Businesses have fundamentally failed to understand how e-learning technology should work, and as a result are not getting the most benefit from it, an academic has argued.
Howard Noble, learning technologist at Oxford University, speaking to specialist newspaper Computer Weekly, has said most employers see e-learning as technology that enables a single person to learn from a screen.
In fact, if an organisation wanted to maximise its e-learning potential it should be looking at collaboration among a group, he said.
"Learning normally happens when groups of individuals collaborate to complete well-designed learning activities," he told the newspaper.
"Technology helps us do this in two ways: it helps us form and facilitate new types of collaboration between learners and experts, and it helps us represent knowledge in new ways."
His criticisms echo concerns raised by employers, including the Chartered Institute of Personnel and Development, that businesses often invest heavily in e-learning technology without thinking through how it is actually going to be used.
Employees, in turn, have complained that off-the-shelf packages are often irrelevant and too "American" and that they are often expected to do the learning in their free time.
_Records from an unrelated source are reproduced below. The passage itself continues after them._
PR #309, opened 2025-04-11
Add ToolAnnotations support to McpServer.tool() method

bhosmer-ant:
## Summary
- Add support for ToolAnnotations in McpServer.tool() method according to MCP spec
- Added new overloads to support all combinations of description, params, and annotations
- Extended RegisteredTool type to include annotations
- Updated ListTools handler to return annotations in responses
- Added tests for all annotation scenarios
- Updated examples to show tool annotations in action

## Test plan
- All existing tests pass
- Added new tests for tool annotations functionality
- Verified example code works with annotations
- Full test suite passes with all new overloads

### DIFF
--- a/src/server/mcp.test.ts
+++ b/src/server/mcp.test.ts
@@ -494,6 +494,133 @@ describe("tool()", () => {
     expect(result.tools[0].name).toBe("test");
     expect(result.tools[0].description).toBe("Test description");
   });
+  
+  test("should register tool with annotations", async () => {
+    const mcpServer = new McpServer({
+      name: "test server",
+      version: "1.0",
+    });
+    const client = new Client({
+      name: "test client",
+      version: "1.0",
+    });
+
+    mcpServer.tool("test", { title: "Test Tool", readOnlyHint: true }, async () => ({
+      content: [
+        {
+          type: "text",
+          text: "Test response",
+        },
+      ],
+    }));
+
+    const [clientTransport, serverTransport] =
+      InMemoryTransport.createLinkedPair();
+
+    await Promise.all([
+      client.connect(clientTransport),
+      mcpServer.server.connect(serverTransport),
+    ]);
+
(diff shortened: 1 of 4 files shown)


src/types.ts
```diff
@@ -1239,6 +1299,8 @@ export type GetPromptResult = Infer<typeof GetPromptResultSchema>;
 export type PromptListChangedNotification = Infer<typeof PromptListChangedNotificationSchema>;
 
 /* Tools */
+// Standard ToolAnnotations type
```
ihrpr: nit: we can either remove this comment to align with the rest of type definitions or expand it a bit

src/server/mcp.test.ts
```diff
@@ -493,6 +493,133 @@ describe("tool()", () => {
...
+      },
+      ListToolsResultSchema,
+    );
+
+    expect(result.tools).toHaveLength(1);
+    expect(result.tools[0].name).toBe("test");
+    expect(result.tools[0].annotations).toEqual({ title: "Test Tool", readOnlyHint: true });
+  });
+  
+  test("should register tool with params and annotations", async () => {
```
ihrpr, line 537: nit: maybe worth having a test for just a tool with params (not annotations)

ihrpr (approved):
Looks good!

src/types.ts
bhosmer-ant: whoops, thanks for catching!

src/server/mcp.test.ts
bhosmer-ant: ah that one is actually up above (existed prior to this PR) it's `test("should register tool with args schema", ...)`. I didn't want to jitter the diff with reordering but maybe it's worth it, anyway I'll at least change "args schema" to "params" in the description so it's obvious that it's part of the combinatorial explosion :) thanks!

The growth and development of e-learning would only increase if public perceptions of it changed, Noble agreed.
"We need to remove the 'e' from e-learning so that use of technology is seen as part of normal learning experience," he said.
Businesses needed to think about what benefits or outcomes they wanted to achieve, and link the technology to that, not the other way around.
It was also important clearly to communicate both to managers and employees the benefits of using e-learning technology, as its advantages were always immediately tangible, Noble said.
"The goal of an e-learning strategy should be seen as developing the technological environment and business processes that help employees share and generate knowledge that contributes to the success of the business strategy," he explained.